# Exercise input

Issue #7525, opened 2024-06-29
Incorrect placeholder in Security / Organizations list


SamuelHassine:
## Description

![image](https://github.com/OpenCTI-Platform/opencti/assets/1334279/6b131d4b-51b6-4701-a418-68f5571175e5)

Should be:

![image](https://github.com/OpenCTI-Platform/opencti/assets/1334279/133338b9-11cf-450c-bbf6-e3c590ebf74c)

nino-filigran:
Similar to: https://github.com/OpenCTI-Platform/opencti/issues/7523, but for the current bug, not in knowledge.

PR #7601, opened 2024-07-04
--
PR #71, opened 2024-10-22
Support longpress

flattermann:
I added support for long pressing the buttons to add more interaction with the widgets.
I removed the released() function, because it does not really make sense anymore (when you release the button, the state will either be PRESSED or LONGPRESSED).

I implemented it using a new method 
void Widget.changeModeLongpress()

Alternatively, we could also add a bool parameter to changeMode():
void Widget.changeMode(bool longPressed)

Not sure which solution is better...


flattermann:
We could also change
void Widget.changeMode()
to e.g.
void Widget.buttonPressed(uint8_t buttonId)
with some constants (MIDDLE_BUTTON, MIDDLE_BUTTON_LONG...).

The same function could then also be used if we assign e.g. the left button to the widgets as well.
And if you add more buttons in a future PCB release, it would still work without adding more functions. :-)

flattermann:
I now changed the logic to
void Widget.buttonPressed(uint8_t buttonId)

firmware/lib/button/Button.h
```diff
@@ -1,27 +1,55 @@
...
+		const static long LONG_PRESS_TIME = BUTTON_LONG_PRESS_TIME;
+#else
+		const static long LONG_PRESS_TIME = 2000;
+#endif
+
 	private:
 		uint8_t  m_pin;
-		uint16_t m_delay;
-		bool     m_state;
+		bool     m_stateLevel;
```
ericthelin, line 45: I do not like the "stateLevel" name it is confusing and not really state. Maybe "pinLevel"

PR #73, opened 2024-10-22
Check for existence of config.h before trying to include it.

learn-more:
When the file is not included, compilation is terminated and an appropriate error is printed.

# Required action
Retype the entries above exactly, but only from the line containing "void Widget.changeModeLongpress()" through the line containing "When the file", both included.

# Answer to this exercise
void Widget.changeModeLongpress()

Alternatively, we could also add a bool parameter to changeMode():
void Widget.changeMode(bool longPressed)

Not sure which solution is better...


flattermann:
We could also change
void Widget.changeMode()
to e.g.
void Widget.buttonPressed(uint8_t buttonId)
with some constants (MIDDLE_BUTTON, MIDDLE_BUTTON_LONG...).

The same function could then also be used if we assign e.g. the left button to the widgets as well.
And if you add more buttons in a future PCB release, it would still work without adding more functions. :-)

flattermann:
I now changed the logic to
void Widget.buttonPressed(uint8_t buttonId)

firmware/lib/button/Button.h
```diff
@@ -1,27 +1,55 @@
...
+		const static long LONG_PRESS_TIME = BUTTON_LONG_PRESS_TIME;
+#else
+		const static long LONG_PRESS_TIME = 2000;
+#endif
+
 	private:
 		uint8_t  m_pin;
-		uint16_t m_delay;
-		bool     m_state;
+		bool     m_stateLevel;
```
ericthelin, line 45: I do not like the "stateLevel" name it is confusing and not really state. Maybe "pinLevel"

PR #73, opened 2024-10-22
Check for existence of config.h before trying to include it.

learn-more:
When the file is not included, compilation is terminated and an appropriate error is printed.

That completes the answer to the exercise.